**AIM OF THE EXERCISE**:
Report every line of the listing below in which the string "particular" occurs.
START DATA FOR THIS TASK
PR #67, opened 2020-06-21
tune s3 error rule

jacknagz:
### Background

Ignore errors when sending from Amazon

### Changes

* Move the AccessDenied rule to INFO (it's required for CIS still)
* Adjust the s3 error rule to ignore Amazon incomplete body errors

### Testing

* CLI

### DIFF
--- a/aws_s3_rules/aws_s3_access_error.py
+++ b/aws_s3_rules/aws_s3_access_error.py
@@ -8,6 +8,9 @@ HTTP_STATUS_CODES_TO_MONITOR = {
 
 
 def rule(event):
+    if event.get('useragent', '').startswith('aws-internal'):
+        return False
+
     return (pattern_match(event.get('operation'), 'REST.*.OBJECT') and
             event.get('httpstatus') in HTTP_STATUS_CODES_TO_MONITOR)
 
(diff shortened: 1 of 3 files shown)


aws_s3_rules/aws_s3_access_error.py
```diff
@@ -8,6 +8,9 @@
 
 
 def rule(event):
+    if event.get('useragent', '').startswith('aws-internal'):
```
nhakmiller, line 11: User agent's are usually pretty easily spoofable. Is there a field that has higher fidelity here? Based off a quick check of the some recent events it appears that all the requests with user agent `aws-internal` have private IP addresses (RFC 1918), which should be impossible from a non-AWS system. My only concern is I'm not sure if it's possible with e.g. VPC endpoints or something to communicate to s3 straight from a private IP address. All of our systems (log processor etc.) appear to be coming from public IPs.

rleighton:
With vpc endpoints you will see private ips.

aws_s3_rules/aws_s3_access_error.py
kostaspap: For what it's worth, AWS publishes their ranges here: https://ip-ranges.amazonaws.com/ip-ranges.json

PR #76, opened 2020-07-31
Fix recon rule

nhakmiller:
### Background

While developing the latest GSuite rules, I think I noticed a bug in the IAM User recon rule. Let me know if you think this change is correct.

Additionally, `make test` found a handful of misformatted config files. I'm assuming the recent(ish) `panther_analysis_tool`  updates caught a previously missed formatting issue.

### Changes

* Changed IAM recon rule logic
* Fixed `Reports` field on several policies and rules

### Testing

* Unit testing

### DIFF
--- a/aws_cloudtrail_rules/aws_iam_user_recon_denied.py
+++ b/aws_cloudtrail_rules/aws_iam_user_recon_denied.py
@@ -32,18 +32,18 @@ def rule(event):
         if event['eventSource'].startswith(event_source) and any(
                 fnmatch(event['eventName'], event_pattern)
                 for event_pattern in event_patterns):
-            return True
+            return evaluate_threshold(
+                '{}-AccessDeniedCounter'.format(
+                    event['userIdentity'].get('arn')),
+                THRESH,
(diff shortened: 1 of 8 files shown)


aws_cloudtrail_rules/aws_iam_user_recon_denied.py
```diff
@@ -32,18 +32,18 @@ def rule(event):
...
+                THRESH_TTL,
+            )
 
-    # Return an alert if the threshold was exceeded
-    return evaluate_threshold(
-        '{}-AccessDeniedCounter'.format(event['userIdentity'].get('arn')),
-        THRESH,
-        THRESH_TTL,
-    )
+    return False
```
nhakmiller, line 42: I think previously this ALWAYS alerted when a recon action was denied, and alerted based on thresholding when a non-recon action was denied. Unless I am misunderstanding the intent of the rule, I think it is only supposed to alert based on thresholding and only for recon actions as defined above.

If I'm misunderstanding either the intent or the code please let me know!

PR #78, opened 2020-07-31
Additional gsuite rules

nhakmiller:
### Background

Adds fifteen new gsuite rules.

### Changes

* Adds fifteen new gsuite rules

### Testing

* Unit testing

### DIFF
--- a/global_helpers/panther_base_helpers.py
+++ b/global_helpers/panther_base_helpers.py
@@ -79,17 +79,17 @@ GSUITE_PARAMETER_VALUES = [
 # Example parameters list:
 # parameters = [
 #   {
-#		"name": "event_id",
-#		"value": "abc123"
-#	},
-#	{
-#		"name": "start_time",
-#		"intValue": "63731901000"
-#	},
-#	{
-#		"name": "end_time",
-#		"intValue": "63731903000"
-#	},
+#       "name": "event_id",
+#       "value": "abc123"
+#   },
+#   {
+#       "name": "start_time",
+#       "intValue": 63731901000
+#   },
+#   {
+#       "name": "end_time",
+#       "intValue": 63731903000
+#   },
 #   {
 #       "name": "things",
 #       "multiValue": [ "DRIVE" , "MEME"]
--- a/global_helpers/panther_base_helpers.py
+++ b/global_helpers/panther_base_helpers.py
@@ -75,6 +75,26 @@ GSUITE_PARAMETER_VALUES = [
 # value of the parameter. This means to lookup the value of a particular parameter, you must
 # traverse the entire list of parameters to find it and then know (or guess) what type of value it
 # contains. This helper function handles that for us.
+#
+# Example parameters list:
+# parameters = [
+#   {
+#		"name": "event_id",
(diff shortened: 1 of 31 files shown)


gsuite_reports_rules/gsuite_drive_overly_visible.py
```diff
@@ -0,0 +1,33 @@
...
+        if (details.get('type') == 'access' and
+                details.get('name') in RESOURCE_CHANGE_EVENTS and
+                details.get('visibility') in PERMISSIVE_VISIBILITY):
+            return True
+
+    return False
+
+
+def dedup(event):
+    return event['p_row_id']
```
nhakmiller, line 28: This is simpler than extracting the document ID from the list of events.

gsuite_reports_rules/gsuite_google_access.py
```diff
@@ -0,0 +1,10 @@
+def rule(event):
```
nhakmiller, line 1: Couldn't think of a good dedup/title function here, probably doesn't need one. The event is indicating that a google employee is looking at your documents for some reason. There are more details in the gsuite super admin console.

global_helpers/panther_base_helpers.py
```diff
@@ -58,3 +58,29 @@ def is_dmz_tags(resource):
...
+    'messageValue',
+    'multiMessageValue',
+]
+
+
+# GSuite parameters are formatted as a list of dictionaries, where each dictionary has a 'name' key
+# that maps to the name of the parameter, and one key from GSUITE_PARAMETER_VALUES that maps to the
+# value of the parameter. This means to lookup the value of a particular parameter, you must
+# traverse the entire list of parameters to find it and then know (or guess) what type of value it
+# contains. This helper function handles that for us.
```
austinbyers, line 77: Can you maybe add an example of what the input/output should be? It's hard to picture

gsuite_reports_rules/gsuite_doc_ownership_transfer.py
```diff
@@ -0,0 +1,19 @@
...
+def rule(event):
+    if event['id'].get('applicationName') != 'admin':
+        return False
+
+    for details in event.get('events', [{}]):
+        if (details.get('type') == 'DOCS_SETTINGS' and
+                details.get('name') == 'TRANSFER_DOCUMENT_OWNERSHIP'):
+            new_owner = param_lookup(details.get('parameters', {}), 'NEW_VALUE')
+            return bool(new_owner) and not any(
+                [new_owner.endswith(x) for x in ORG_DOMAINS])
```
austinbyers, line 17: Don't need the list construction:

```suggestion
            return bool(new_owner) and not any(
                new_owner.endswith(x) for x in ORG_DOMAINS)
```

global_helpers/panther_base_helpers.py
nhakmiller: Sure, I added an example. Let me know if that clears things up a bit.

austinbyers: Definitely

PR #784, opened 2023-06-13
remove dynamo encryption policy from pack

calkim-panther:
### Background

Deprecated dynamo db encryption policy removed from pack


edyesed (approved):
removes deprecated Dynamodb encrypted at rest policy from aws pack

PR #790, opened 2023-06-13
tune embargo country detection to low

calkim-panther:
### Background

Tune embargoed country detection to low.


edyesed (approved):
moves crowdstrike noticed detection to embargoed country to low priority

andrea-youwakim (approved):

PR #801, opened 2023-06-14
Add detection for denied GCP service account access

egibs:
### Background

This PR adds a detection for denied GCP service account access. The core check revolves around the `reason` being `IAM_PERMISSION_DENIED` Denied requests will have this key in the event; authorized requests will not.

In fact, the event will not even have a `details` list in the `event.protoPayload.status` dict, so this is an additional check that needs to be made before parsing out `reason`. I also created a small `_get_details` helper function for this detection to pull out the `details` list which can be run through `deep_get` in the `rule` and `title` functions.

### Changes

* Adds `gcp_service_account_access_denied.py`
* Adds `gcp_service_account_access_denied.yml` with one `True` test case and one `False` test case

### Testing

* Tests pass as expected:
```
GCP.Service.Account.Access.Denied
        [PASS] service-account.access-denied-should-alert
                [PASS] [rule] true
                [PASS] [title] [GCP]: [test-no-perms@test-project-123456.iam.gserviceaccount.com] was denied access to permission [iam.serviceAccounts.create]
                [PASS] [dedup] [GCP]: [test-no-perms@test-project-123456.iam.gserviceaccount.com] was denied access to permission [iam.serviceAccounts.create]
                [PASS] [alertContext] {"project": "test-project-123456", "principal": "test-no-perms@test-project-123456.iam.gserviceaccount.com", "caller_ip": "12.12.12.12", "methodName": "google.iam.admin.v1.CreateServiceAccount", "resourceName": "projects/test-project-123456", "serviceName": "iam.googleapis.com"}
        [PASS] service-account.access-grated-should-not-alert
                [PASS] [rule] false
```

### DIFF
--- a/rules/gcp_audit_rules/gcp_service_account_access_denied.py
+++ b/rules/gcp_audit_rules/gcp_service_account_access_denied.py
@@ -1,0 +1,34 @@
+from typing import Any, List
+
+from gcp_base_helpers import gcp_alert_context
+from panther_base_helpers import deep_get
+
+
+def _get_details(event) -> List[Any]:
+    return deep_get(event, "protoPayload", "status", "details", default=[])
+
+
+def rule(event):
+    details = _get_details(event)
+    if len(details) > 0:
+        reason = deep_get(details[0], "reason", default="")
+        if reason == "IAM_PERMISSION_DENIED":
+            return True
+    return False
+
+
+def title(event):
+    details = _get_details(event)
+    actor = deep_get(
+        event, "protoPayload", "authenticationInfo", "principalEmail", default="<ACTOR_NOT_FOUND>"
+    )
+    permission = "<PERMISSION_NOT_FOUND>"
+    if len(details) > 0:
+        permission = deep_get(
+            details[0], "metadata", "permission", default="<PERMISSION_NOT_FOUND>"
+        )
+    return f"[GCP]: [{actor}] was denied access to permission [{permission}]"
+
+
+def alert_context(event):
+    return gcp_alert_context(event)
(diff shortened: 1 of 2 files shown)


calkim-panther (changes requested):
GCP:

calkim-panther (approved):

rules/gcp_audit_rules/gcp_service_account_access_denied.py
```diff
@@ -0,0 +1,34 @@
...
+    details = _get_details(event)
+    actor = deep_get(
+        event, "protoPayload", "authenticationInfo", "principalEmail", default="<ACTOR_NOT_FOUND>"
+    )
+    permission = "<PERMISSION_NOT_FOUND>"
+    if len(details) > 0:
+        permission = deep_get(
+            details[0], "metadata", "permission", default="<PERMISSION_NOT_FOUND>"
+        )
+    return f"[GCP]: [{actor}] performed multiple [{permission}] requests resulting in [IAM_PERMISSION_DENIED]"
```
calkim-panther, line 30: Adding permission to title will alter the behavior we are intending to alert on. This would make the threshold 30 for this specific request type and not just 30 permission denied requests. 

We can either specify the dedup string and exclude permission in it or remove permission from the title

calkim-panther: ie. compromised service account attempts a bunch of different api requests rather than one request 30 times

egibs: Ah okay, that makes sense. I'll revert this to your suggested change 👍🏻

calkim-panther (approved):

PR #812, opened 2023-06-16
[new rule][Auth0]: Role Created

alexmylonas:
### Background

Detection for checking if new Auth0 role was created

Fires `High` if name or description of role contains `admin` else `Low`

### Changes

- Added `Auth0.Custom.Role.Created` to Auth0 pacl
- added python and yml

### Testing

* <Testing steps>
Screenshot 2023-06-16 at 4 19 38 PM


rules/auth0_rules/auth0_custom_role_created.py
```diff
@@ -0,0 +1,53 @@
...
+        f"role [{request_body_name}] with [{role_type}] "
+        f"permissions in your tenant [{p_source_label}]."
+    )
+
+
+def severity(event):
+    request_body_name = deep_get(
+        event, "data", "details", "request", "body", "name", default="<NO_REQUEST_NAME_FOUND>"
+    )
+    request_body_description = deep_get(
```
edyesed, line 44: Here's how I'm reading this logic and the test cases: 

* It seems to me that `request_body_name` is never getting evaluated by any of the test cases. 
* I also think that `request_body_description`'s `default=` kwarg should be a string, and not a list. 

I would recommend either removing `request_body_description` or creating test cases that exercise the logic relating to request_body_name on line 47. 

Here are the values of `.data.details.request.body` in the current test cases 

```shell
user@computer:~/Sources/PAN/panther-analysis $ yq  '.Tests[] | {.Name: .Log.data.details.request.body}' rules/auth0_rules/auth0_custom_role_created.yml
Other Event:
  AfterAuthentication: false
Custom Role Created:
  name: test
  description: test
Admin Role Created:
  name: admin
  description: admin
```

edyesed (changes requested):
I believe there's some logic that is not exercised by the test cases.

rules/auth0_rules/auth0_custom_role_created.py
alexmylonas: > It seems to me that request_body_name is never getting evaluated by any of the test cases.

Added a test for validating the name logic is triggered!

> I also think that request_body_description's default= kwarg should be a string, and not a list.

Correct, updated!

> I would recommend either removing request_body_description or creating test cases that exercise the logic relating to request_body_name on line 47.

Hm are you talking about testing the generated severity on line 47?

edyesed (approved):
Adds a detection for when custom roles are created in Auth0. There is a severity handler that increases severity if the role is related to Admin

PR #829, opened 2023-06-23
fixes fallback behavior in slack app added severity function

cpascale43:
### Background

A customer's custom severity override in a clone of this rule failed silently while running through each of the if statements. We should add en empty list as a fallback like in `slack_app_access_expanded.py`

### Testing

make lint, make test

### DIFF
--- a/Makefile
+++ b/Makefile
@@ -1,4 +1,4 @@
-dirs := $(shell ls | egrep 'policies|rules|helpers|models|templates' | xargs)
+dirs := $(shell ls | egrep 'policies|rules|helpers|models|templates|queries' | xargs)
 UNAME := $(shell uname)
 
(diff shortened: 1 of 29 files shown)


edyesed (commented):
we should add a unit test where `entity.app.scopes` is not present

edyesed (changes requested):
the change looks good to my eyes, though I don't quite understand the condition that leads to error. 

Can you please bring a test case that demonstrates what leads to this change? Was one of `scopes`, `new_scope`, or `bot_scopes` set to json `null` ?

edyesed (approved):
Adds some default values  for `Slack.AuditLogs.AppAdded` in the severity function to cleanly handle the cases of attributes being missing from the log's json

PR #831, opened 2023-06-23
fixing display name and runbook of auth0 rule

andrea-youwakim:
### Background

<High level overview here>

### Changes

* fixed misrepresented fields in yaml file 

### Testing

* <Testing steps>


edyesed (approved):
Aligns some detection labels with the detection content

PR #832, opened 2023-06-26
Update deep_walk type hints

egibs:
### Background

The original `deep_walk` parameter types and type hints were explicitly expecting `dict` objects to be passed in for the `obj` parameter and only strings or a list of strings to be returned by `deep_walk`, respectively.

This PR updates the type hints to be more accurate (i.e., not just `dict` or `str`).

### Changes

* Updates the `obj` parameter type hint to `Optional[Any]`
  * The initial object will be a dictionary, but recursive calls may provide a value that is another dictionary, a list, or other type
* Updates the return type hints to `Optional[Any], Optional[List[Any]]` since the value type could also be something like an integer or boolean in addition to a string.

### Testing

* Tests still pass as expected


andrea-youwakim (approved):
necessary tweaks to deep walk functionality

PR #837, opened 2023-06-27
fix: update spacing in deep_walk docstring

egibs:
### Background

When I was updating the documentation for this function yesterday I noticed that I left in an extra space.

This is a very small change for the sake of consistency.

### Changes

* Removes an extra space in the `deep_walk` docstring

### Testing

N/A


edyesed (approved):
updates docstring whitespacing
END DATA FOR THIS TASK
**YOUR RESPONSE**:
 # value of the parameter. This means to lookup the value of a particular parameter, you must
+# value of the parameter. This means to lookup the value of a particular parameter, you must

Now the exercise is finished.